• _DIRECTIONS_
Some entries follow. Reproduce exactly the lines starting at the one with "This PR replaces" and stopping after the one with "Yes, I tried".
== PROVIDED DATA ==
PR #1948, opened 2019-06-18
Import scamark (Leclerc) + mousquetaires (Intermarché)

stephanegigandet:
Import scripts for the French stores chains Leclerc and Intermarché.


teolemon:
I've started looking at Intermarché products. Can't spot Scamark ones yet.

Issue #1734, opened 2019-04-06
Category autocompletion should provide results *containing* the search term


CharlesNepote:
The category autocompletion shows categories **beginning** by the term entered.

Category autocompletion should provide results **containing** the term entered. The Android app works like that.

When you start entering "poulet" you should have:
- Brochettes de poulet
- Cuisses de poulet
- Poulets au curry
- Curry au poulet
- etc.

Example: I wasn't able to find a better category than "Poulet" for https://fr.openfoodfacts.org/produit/3095759147011/des-de-poulet-halal-fleury-michon

**Howto**
When entering "po" in "Categories" field, the [following script](https://github.com/openfoodfacts/openfoodfacts-server/blob/master/cgi/suggest.pl) is called: https://world.openfoodfacts.org/cgi/suggest.pl?lc=en&tagtype=categories&&term=po

Is it possible to change the behavior of this script?

**Stopwords**
When searching for "de" in french we find more than 300 categories (ex. "Blanc de poulet"). Category searching should exclude stopwords depending on the language.

**Search start**
Starting the search with a single letter is not relevant because it provides two many results. Searching should start, at least, with two letters.

**Sort**
Results should be sorted in alphabetical order. BUT results might begin with results "starting with" the search term. Example for "tom":
```
Tomate jams
Tomato juices
Tomato mustards
Tomato pastes
Tomato purées
Tomato sauces
Tomato soups
Tomato vinegars
Tomatoes
Tomatoes and tomato products
Tomme
Baked beans in tomato sauce
Canned tomatoe
Cherry tomatoes
Concentrated tomato juices
Cream of tomato soups
Dried tomato powder
Dried tomatoes
Dried tomatoes in oil
Fried tomato sauces
Mackerels fillets with tomato and basilisk
Natural dried tomatoes
Natural grated tomato
Peeled tomatoes
Pumpkin tomatoes
Rice stuffed tomatoes
Sardines in tomato sauce
Strained tomatoes
Stuffed tomatoes
Tabbouleh with tomatoes
```

VaiTon:
Not sure about the stopwords, they would be too many don't you think? What about making the search only start with three or more letters?

VaiTon:
Fixed with #1956

PR #1956, opened 2019-06-20
Partial fix for issue 1734

VaiTon:
Make suggest.pl return strings that contains the word.

Related to #1734

### DIFF
--- a/cgi/suggest.pl
+++ b/cgi/suggest.pl
@@ -87,8 +87,12 @@ else {
 		if (not ($search_lc eq $original_lc)) {
 			$tag = $search_lc . ":" . $tag;
 		}
-
-		push @suggestions, $tag;
+		if ($tag =~ /^$stringid/) {
+			push @suggestions, $tag;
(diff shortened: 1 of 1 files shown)


cgi/suggest.pl
```diff
@@ -82,13 +82,17 @@
...
 		if (not ($search_lc eq $original_lc)) {
 			$tag = $search_lc . ":" . $tag;
 		}
-
-		push @suggestions, $tag;
+		if ($tag =~ /^$stringid/) {
+			push @suggestions, $tag;
+		}
+		else {
+			unshift @suggestions, $tag;
```
stephanegigandet: Isn't that going to put suggestions that do not begin with the string first, in reverse alphabetical order? It may be easier to have 2 arrays and to concatenate them after.

VaiTon: Yeah that's right. I tried to keep just one array for performance but guess I'll implement your solution tomorrow.

PR #1958, opened 2019-06-20
Carbon footprint

stephanegigandet:
A few small changes to @RonanMorgan 's implementation of carbon footprint computation from all known ingredients found in FoodGES, in addition to meat and fish.


RonanMorgan:
no comment :)

PR #1959, opened 2019-06-20
Replace standard icon fonts with custom build

hangy:
We currently use Foundation Icons, which hasn't been updated since 2013. Additionally, we also use the whole FontAwesome brands font to use just two icons. In total, this is >100 KiB, of which most is wasted.

This PR replaces both libraries with a build process in Gulp, which builds a custom font with icons from https://icofont.com with the few icons that we actually use.

I also replaces several calls to `format_subdomain('static')` with the `$static_subdomain` variable, and updated the `gulpfile.js` to match the more recent guidelines on https://gulpjs.com.


hangy:
> Looks good to me.

Thanks for the quick review!

> I assume the new icons have a very similar look to the old icons?

Yes, I tried to keep it very similar. Obviously, this also gives us the opportunity of easily switching out icons for better alternatives. 🙂

stephanegigandet:
I installed it on https://world.dev.openfoodfacts.org , I finally found why we didn't get the right headers to allow the font to be loaded.

I don't like the new icons very much though. @teolemon suggested the Material icons which look better (it's all a matter of personal taste of course): http://google.github.io/material-design-icons/

One option is to use the google font directly, or we could build a custom font with just the icons we need. The whole font is 59.4 Kb. I'm not sure that the extra complexity of generating a custom font is worth it...

stephanegigandet:
There is also a slight visual glitch in the top bar that I have not been able to remove:

image

stephanegigandet:
The height is 49px instead of 47px

VaiTon:
> 
> 
> I installed it on https://world.dev.openfoodfacts.org , I finally found why we didn't get the right headers to allow the font to be loaded.
> 
> I don't like the new icons very much though. @teolemon suggested the Material icons which look better (it's all a matter of personal taste of course): http://google.github.io/material-design-icons/
> 
> One option is to use the google font directly, or we could build a custom font with just the icons we need. The whole font is 59.4 Kb. I'm not sure that the extra complexity of generating a custom font is worth it...

I would prefer the entire material font

PR #1962, opened 2019-06-20
Migrate lazy-loading of images to HTML5 `loading` attribute.

### LINKED ISSUE #1198: Consider lazy loading images

### LINKED ISSUE #1853: Bottom pagination not available in some cases
image
Bottom pagination not available in some cases. It looks like the same bug as the "Save" button bug ?

hangy:
**Description:** Swapped out IOLazy in favour of the new `loading="lazy"` image attribute.
**Related issues and discussion:** Fixes #1198, and probably also fixes #1853

### DIFF
--- a/gulpfile.js
+++ b/gulpfile.js
@@ -50,8 +50,7 @@ function js() {
       './node_modules/papaparse/papaparse.min.js',
       './node_modules/osmtogeojson/osmtogeojson.js',
       './node_modules/leaflet/dist/**/*.*',
-      './node_modules/leaflet.markercluster/dist/**/*.*',
-      './node_modules/iolazyload/dist/js/iolazy.min.js'
+      './node_modules/leaflet.markercluster/dist/**/*.*'
     ], { sourcemaps: true })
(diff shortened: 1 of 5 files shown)


VaiTon:
Are we sure that we want every image to be lazy loaded? Couldn't we just maintain the "lazyload" parameter in the sub and if true lazyload the image?

hangy:
> Are we sure that we want every image to be lazy loaded? Couldn't we just maintain the "lazyload" parameter in the sub and if true lazyload the image?

Sure, but the only places that lazyloading is not used right now, is for the tooltips on the search results for the scatter plot and the maps. As far as I remember, this was added, because of some incompatibility with the JavaScript used in there. Therefore, I see no harm in using `loading="lazy"` in these cases.

hangy:
Will set ready for review when Chrome 76 is release with https://www.chromestatus.com/feature/5645767347798016 enabled.

PR #1590, opened 2018-12-25
Poland packaging

simonghrt:
**Description:**

This PR contains the packager codes from Poland in a CSV file and the script that helped me to retrieve it. 
This PR is for the carbon footprint project.
Let me know if you see any change that could be made.

PR #1988, opened 2019-06-24
Poland packaging

hangy:
#1590
> **Description:**
> 
> This PR contains the packager codes from Poland in a CSV file and the script that helped me to retrieve it.
> This PR is for the carbon footprint project.
> Let me know if you see any change that could be made.

With simonghrt/openfoodfacts-server#1 merged.
> Updates the import script and data structure, so that the Polish codes can be imported correctly.


stephanegigandet:
Thank you!

Issue #1991, opened 2019-06-24
Auto rotate ingredient and nutrition images


stephanegigandet:
Yuka and other apps are sending a lot of images that are badly rotated.
This feature is to run all selected ingredients and nutrition images through Google Cloud Vision, and then to analyze the text blocks coordinates to compute the orientation of each image.

We can then autorotate the images that have an incorrect orientation.

It may be too slow to do this in real time when images are uploaded, but we can do it in batch mode on already uploaded and selected images.

teolemon:
@raphael0202 has been working on that.

teolemon:
Google announced this morning that it will be in their API by the end of August

teolemon:
https://github.com/openfoodfacts/openfoodfacts-ai/issues/31

stephanegigandet:
Deployed, applied on the products edited by kiliweb.

PR #1992, opened 2019-06-24
compute image orientation, autorotate, bug #1991

stephanegigandet:
Initial implementation to:
1. run ingredients and nutrition images through google cloud vision
2. compute the image orientation
3. autorotate the images
in batch mode, through update_all_products.pl


teolemon:
Perhaps unselect ingredient images where we have nothing but nutrition hints

stephanegigandet:
@teolemon "Perhaps unselect French ingredient images where we detect 0 ingredients (and have nutrition hints)" --> We can try that separately, it's not trivial, and depending on the confidence we can achieve, it may be better to do in robotoff questions.

PR #2008, opened 2019-06-25
import scripts, biscuiterie Sainte-Victoire

stephanegigandet:


stephanegigandet:
@hangy I was thinking that one thing that would be nice to do is to add tests for each of the conversion scripts, maybe with a sample of products (e.g. 100 products max), and to compare the resulting csv output.

stephanegigandet:
Filed https://github.com/openfoodfacts/openfoodfacts-server/issues/2014

Issue #1973, opened 2019-06-22
In edit mode, provide a link to get back to product view without saving


CharlesNepote:
When we edit a product, we don't know how to get back to view mode. It's possible with the "back" button of the browser but not everybody knows that.

To get back, some people save without any modification (which save an empty entry in the changelog).

**Suggestions**
- First of all, we shouldn't save a modification without changes.
- We could have something in the interface to let the user get back to the product view; ideally, if the user made some changes, this link would prevent to leave the page without saving

VaiTon:
The back button has been implemented however it doesn't check for any modifications before returning to the product page.

stephanegigandet:
This has been fixed by @VaiTon and deployed, closing.

PR #2018, opened 2019-06-27
Added back button and made save button match bar height

VaiTon:
Partial fix for issue #1973


cgi/product_multilingual.pl
```diff
@@ -2152,14 +2152,17 @@ ($$$$$$)
 ;
 
 	if ($type eq 'edit') {
-		$html .= <<HTML
+		$html .= <<"HTML"
```
hangy: What do the quotes around the Heredoc cause?

stephanegigandet: Why the "HTML" instead of HTML?

cgi/product_multilingual.pl
```diff
@@ -2152,14 +2152,17 @@ ($$$$$$)
...
 <div class="row">
-<div class="small-12 medium-12 large-8 xlarge-10 columns">
-<input id="comment" name="comment" placeholder="$Lang{edit_comment}{$lang}" value="" type="text" class="text">
-</div>
-<div class="small-12 medium-12 large-4 xlarge-2 columns">
-<input type="submit" name=".submit" value="$Lang{save}{$lc}" class="button small">
-</div>
+	<div class="small-12 medium-12 large-8 xlarge-8 columns">
+		<input id="comment" name="comment" placeholder="$Lang{edit_comment}{$lang}" value="" type="text" class="text" />
```
hangy: There's actually no need to close the `<input>` element with HTML5. 🙂

stephanegigandet:
I'd prefer "Cancel" instead of "Back".

stephanegigandet:
Could you post a screenshot? Have you tried resizing the window to different sizes to make sure that we can always see the 2 buttons? Thank you!

One thing we could add is the "check" and "cancel" icons from Material, I have included them in the custom font. : <i class="icon-check"></i> should add it.

cgi/product_multilingual.pl
VaiTon: Because without quotes it is less clear if the heredoc should be interpolated or not.
```perl
my $message = <<END_MESSAGE;
...
END_MESSAGE
```
>It works and it behaves the same as if you put double-quotes around the END_MESSAGE like in the next example, but it is less clear. I'd recommend you do not use here-document without quotes around the definition of the end-string. 
~ https://perlmaven.com/here-documents

VaiTon: See https://github.com/openfoodfacts/openfoodfacts-server/pull/2018#discussion_r298182422

VaiTon:
> 
> 
> Could you post a screenshot? Have you tried resizing the window to different sizes to make sure that we can always see the 2 buttons? Thank you!
> 
> One thing we could add is the "check" and "cancel" icons from Material, I have included them in the custom font. :
> 
> ```
> <i class="icon-check"></i> should add it.
> ```

Yes, I've tried and it works :D
immagine
immagine
immagine

I'm going to add the material icons and post some screenshots.

cgi/product_multilingual.pl
stephanegigandet: Interesting, I have never though of that.

VaiTon:
immagine
immagine
@stephanegigandet

Issue #2028, opened 2019-06-29
Compute and display stats of known / unknown tags in each taxonomy and how many products are associated with them


stephanegigandet:
I'm planning to compute stats when we display lists of tags like https://fr.dev.openfoodfacts.org/editeur/scamark/ingredients `

Those queries already have the data we need: all the different tags, whether they exist in the taxonomy or not, and how many products have them.

		my %stats = (
			all_tags => 0,
			all_tags_products => 0,
			known_tags => 0,
			known_tags_products => 0,
			unknown_tags => 0,
			unknown_tags_products => 0,
		);

Then we can have a special ?stats=1 parameter to display the stats (and ?only_stats=1 ) to display just the stats and not the huge data table with all the entries.

VaiTon:
Fixed by #2029

PR #2029, opened 2019-06-29
new stats feature for tags, bug #2028

stephanegigandet:
This is a new feature to compute and display stats for tags: how many unique ones exist, and how many occurences they represent, for known tags and unknown tags (not recognized in the taxonomy).

https://fr.dev.openfoodfacts.org/editeur/scamark/ingredients&stats=1

This feature is very useful for ingredients, but it's available for all types of tags. And it can be used on subsets of products.

### DIFF
--- a/lib/ProductOpener/Display.pm
+++ b/lib/ProductOpener/Display.pm
@@ -435,7 +435,7 @@ sub analyze_request($)
 
 	# first check parameters in the query string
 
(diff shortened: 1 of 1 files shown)


stephanegigandet:
@hangy : at this point it is a progress tracking feature for developers, contributors working on the taxonomies etc. We can certainly make it better, support a json output etc. but the priority is much less than having the feature in place to get the stats. That's why it's also not translated etc.

stephanegigandet:
@hangy: now checking that ?stats= is defined and positive.

PR #3145, opened 2020-03-28
de:entsteint

aleene:
**Description:**
de:entsteint added


t/ingredients_processing.t
```diff
@@ -197,20 +197,16 @@ my @tests = (
 				}
 			]
 		],
-# Test for de: ingredients, that should NOT be detected through processing
```
stephanegigandet: Was this test removed by error?

aleene: The same

PR #3148, opened 2020-03-28
de:eingelegt

aleene:
**Description:**
de:eingelegt


t/ingredients_processing.t
```diff
@@ -197,20 +197,16 @@ my @tests = (
 				}
 			]
 		],
-# Test for de: ingredients, that should NOT be detected through processing
```
stephanegigandet: was this test removed by error?

aleene: No, I removed the false positives tests, until we have a taxonomy update.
===
• _WRITTEN RESPONSE_
This PR replaces both libraries with a build process in Gulp, which builds a custom font with icons from https://icofont.com with the few icons that we actually use.

I also replaces several calls to `format_subdomain('static')` with the `$static_subdomain` variable, and updated the `gulpfile.js` to match the more recent guidelines on https://gulpjs.com.


hangy:
> Looks good to me.

Thanks for the quick review!

> I assume the new icons have a very similar look to the old icons?

Yes, I tried to keep it very similar. Obviously, this also gives us the opportunity of easily switching out icons for better alternatives. 🙂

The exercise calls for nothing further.